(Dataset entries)

PR #2922, opened 2026-02-05
Datamapper: Font size refinements and zoom controls 

### LINKED ISSUE #2895: DataMapper: Reduce Font Sizes for Better Screen Space Utilization

Titles and parameter names in the DataMapper currently use large fonts that consume excessive screen real estate, particularly on smaller screens. This makes the UI inefficient, requiring users to scroll more and see less content at once. Font sizes should be reduced for document titles, node labels, parameter names, and panel headers to improve information density while maintaining readability.

mmelko:
- fixes #2895 

- Reduced default UI size to 80% using CSS variables
- Added zoom controls (0.7x - 1.2x) to Parameters panel header
- Refactored CSS to use variables and shared mixins
- Replaced PatternFly input with custom component

Screenshot 2026-02-05 at 11 48 19

### DIFF
--- a/packages/ui/src/components/Document/ParameterInputPlaceholder.tsx
+++ b/packages/ui/src/components/Document/ParameterInputPlaceholder.tsx
@@ -1,13 +1,4 @@
-import {
-  ActionList,
-  ActionListGroup,
-  ActionListItem,
-  AlertVariant,
-  Button,
-  HelperText,
-  HelperTextItem,
-  TextInput,
-} from '@patternfly/react-core';
+import { ActionList, ActionListGroup, ActionListItem, AlertVariant, Button } from '@patternfly/react-core';
 import { CheckIcon, TimesIcon } from '@patternfly/react-icons';
 import { FunctionComponent, useCallback, useEffect, useMemo, useRef, useState } from 'react';
 import { qname } from 'xml-name-validator';
@@ -15,6 +6,7 @@ import { qname } from 'xml-name-validator';
 import { useDataMapper } from '../../hooks/useDataMapper';
 import { DocumentDefinitionType, DocumentType } from '../../models/datamapper/document';
 import { DocumentService } from '../../services/document.service';
+import { ParameterInput } from './ParameterInput';
 
 enum ParameterNameValidation {
   EMPTY,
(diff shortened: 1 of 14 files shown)


packages/ui/src/components/View/SourcePanel.tsx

**WHAT TO DO**
Scan the data above and copy each line containing the word "variables".

**RESULT FOR THIS EXERCISE**
- Reduced default UI size to 80% using CSS variables
- Refactored CSS to use variables and shared mixins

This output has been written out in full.